▸ The problem:
Each line that holds the string "tell" counts once. Say how many such lines the entries have, giving the number only.

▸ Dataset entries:
* * * * * * *
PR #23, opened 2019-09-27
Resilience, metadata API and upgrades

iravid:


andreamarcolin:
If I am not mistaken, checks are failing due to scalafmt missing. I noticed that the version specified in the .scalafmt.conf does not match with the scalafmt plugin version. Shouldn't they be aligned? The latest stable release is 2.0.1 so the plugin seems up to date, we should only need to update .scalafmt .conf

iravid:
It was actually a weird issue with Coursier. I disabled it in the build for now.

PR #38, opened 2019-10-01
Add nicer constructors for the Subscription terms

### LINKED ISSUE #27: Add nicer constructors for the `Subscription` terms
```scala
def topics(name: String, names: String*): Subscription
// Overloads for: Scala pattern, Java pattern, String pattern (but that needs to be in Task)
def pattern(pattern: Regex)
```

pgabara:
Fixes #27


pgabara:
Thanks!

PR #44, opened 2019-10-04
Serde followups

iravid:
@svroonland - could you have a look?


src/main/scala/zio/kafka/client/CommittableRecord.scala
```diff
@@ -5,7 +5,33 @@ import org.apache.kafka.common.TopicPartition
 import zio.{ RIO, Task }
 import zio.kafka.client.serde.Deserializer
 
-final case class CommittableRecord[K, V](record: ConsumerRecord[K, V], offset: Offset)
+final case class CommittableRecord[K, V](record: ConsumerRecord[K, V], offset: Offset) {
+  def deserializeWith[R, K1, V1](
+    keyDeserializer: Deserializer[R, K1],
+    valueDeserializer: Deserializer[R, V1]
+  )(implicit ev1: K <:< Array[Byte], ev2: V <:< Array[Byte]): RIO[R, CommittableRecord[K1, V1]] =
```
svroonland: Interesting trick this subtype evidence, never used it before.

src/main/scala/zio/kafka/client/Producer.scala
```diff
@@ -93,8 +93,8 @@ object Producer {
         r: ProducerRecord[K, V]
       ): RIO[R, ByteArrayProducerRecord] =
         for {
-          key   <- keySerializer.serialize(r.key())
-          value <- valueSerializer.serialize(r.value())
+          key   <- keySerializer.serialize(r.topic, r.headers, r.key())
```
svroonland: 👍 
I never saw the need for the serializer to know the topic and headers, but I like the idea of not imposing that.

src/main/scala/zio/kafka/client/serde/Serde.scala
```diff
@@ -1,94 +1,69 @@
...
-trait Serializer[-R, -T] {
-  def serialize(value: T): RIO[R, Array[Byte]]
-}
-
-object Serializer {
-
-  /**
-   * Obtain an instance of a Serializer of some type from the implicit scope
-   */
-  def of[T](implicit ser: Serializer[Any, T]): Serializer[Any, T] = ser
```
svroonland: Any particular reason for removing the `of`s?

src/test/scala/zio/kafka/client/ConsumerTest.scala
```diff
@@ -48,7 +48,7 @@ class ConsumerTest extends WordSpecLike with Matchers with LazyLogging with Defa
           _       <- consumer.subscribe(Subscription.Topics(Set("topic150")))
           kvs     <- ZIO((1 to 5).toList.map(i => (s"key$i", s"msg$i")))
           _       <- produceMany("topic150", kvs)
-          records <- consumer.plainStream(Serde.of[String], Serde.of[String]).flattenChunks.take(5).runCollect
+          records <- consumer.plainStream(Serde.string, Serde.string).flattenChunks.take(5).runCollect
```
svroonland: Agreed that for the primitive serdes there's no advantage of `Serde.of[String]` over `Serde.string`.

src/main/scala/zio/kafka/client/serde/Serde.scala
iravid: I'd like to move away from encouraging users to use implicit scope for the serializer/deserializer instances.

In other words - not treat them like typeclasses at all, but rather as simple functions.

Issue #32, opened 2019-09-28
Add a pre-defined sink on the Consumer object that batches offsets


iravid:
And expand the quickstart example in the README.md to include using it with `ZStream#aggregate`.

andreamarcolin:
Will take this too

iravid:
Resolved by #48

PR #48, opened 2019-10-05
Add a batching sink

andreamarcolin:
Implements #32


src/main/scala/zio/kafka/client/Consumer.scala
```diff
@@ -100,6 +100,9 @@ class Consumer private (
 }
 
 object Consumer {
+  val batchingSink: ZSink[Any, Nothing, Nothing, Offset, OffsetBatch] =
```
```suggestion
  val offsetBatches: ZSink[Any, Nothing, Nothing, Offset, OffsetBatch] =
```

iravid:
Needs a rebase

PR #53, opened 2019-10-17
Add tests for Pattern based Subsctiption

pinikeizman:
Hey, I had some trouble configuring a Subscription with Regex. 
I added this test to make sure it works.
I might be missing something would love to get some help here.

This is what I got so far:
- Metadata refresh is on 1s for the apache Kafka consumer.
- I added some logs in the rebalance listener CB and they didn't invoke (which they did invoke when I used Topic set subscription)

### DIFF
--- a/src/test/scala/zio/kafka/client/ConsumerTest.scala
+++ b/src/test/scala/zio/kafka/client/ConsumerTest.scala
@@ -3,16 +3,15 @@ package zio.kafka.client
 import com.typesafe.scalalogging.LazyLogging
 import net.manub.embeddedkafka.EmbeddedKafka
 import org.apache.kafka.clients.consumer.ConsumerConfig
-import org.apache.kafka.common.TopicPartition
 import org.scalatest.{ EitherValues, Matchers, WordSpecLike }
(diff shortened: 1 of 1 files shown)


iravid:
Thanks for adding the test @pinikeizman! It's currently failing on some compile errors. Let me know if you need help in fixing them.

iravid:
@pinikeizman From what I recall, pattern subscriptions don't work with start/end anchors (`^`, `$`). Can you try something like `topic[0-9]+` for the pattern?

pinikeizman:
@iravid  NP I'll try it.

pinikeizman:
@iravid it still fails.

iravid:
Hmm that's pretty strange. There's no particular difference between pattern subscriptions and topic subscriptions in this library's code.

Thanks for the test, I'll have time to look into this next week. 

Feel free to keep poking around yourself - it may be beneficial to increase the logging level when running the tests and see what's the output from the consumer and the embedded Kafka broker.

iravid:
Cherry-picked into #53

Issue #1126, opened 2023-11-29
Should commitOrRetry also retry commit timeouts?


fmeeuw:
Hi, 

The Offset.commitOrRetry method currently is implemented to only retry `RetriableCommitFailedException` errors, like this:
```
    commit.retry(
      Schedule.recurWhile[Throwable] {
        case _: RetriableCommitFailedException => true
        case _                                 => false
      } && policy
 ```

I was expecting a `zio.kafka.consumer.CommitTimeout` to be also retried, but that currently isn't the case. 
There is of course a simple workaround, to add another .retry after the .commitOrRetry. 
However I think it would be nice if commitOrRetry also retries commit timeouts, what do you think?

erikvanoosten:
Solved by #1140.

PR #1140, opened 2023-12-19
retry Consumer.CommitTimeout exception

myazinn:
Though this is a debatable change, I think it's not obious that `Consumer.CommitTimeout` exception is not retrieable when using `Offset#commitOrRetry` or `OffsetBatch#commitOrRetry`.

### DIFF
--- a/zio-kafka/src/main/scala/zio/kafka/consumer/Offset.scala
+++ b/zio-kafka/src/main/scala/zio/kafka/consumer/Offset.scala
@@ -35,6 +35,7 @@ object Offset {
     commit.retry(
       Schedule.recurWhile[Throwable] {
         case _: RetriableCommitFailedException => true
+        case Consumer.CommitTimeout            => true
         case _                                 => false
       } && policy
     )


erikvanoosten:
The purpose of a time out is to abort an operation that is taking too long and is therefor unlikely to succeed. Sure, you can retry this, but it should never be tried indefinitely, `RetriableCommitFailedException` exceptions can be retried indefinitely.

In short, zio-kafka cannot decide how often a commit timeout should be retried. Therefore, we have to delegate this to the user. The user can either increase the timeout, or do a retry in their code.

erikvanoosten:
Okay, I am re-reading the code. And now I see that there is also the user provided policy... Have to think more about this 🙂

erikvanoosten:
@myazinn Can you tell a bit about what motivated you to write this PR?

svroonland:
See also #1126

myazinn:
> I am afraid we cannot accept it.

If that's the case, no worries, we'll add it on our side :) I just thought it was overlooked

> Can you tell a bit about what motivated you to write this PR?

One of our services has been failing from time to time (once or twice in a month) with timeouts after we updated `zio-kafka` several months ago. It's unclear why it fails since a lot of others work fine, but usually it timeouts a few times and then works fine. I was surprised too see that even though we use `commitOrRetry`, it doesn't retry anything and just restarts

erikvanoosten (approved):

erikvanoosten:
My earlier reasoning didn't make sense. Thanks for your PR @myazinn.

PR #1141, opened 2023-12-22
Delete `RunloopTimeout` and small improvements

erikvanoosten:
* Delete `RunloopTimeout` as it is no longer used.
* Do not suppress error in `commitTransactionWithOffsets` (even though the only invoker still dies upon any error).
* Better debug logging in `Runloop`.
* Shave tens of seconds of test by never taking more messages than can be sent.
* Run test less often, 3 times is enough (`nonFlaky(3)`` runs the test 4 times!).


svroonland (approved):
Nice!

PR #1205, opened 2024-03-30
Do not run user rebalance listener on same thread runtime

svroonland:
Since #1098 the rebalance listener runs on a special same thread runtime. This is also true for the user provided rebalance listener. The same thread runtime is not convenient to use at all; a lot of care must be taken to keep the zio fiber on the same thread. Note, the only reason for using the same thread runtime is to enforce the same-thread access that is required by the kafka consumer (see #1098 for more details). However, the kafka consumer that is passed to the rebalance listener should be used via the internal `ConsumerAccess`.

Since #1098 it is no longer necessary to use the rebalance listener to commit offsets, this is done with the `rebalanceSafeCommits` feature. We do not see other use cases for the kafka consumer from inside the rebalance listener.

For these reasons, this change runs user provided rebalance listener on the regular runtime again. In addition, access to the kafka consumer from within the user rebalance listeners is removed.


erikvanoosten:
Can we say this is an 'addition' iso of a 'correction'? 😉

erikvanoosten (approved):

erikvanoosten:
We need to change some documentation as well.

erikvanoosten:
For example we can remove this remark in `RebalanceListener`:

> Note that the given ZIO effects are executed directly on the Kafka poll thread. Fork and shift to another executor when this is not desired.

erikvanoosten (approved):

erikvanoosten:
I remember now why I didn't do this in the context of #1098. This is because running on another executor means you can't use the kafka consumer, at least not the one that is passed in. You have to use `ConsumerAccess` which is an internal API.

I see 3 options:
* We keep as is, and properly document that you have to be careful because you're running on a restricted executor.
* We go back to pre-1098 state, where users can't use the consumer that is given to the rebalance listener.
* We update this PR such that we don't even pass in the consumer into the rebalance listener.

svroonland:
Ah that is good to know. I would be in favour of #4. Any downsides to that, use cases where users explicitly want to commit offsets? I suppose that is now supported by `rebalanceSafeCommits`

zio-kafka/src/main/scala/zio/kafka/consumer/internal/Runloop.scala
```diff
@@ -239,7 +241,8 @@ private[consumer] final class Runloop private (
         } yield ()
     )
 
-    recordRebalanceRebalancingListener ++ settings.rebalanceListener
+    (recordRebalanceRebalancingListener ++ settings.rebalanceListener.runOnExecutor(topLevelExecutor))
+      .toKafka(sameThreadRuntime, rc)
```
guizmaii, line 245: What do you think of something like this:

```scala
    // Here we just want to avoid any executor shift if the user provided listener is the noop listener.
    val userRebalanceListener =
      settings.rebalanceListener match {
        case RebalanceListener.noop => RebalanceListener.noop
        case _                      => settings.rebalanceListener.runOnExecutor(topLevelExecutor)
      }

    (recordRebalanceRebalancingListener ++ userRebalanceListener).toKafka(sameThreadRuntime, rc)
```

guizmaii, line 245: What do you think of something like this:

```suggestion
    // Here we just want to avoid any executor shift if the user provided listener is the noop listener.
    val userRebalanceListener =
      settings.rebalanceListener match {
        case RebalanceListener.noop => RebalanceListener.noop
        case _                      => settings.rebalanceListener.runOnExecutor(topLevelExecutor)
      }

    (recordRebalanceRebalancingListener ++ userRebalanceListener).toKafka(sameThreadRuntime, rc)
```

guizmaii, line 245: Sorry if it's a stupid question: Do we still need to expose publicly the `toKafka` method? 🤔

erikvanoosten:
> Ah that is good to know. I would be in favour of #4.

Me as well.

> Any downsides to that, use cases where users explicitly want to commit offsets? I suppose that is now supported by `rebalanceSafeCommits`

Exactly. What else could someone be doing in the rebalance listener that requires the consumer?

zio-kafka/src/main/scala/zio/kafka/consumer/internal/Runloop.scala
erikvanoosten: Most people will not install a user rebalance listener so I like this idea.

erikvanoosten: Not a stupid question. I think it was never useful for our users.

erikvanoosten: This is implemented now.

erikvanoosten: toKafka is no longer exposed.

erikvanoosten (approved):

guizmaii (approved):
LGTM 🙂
* * * * * * *
▸ Task answer:
2